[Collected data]

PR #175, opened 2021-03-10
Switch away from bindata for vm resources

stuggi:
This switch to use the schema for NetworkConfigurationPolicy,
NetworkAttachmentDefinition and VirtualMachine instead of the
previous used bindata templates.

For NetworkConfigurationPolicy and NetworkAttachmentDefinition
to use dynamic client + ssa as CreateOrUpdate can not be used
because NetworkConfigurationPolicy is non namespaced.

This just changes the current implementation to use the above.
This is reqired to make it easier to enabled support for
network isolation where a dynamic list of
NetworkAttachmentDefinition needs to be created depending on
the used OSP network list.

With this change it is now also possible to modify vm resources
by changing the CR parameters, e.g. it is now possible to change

* * *

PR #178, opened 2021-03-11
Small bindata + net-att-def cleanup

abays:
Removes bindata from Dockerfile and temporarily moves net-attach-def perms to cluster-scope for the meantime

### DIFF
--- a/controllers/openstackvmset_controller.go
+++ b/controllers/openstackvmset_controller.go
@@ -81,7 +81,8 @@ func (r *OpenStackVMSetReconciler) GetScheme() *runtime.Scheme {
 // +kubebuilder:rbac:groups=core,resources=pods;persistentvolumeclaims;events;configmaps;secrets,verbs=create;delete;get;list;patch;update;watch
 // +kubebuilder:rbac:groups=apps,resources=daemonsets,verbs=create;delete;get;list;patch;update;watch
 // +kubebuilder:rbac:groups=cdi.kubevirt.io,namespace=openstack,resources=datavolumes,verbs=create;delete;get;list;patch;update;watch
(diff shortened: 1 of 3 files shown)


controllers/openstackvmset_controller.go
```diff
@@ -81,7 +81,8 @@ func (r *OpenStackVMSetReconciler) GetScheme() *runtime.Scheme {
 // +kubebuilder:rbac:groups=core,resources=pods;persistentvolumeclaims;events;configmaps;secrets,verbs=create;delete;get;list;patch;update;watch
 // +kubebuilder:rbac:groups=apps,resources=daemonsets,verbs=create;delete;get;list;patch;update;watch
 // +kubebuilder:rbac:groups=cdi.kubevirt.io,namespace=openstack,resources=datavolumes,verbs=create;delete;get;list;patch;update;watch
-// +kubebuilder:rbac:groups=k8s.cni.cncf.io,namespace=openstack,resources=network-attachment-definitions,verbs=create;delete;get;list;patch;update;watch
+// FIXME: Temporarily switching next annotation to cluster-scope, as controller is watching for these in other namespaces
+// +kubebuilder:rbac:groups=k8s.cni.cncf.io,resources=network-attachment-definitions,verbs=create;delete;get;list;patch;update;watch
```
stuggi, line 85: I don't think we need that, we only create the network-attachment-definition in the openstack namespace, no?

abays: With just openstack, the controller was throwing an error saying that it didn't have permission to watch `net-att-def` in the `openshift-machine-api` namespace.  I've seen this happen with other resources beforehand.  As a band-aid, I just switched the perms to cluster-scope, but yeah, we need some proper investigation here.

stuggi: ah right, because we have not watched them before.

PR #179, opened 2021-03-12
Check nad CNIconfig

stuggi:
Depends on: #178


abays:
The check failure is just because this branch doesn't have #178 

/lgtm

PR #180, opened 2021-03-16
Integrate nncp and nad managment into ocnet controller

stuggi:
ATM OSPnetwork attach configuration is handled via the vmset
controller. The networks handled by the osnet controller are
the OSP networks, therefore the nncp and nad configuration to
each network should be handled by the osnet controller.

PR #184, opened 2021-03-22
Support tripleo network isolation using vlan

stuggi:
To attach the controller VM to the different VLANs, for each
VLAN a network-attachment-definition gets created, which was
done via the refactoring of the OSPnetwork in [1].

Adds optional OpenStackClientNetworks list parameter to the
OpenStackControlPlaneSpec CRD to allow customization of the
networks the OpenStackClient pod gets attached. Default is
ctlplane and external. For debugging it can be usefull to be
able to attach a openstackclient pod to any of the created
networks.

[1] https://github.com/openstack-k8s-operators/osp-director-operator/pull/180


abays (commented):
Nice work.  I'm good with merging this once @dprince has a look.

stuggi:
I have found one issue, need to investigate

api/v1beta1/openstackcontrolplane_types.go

---

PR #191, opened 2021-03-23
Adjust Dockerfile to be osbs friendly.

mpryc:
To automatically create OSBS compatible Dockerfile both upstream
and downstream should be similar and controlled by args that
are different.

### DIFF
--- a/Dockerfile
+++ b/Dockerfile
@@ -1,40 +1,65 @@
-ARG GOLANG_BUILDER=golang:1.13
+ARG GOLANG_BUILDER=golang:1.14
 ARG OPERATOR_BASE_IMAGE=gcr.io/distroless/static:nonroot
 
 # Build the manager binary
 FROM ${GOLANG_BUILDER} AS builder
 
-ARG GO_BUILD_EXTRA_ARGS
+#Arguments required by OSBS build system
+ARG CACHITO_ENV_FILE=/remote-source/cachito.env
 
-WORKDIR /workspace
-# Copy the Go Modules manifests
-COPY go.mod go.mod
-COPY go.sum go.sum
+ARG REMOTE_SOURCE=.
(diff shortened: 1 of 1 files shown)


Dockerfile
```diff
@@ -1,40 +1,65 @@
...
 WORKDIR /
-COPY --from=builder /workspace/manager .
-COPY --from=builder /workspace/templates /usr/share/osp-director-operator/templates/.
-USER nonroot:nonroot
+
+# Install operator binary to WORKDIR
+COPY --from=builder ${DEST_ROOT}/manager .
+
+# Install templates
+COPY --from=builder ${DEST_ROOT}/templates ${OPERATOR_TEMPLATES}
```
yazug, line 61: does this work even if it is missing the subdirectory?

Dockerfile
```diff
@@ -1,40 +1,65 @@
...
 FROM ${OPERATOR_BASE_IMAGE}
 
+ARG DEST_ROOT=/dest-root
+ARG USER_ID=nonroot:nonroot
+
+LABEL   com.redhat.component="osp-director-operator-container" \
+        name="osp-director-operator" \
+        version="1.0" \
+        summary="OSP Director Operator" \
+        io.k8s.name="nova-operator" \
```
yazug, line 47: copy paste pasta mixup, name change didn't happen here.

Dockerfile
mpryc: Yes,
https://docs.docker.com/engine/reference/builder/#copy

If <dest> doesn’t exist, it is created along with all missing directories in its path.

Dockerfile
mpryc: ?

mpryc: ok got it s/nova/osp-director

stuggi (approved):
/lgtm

* Requirement: Across the records above, return every line that contains the word "nova".

* Answer to this task:
+        io.k8s.name="nova-operator" \
mpryc: ok got it s/nova/osp-director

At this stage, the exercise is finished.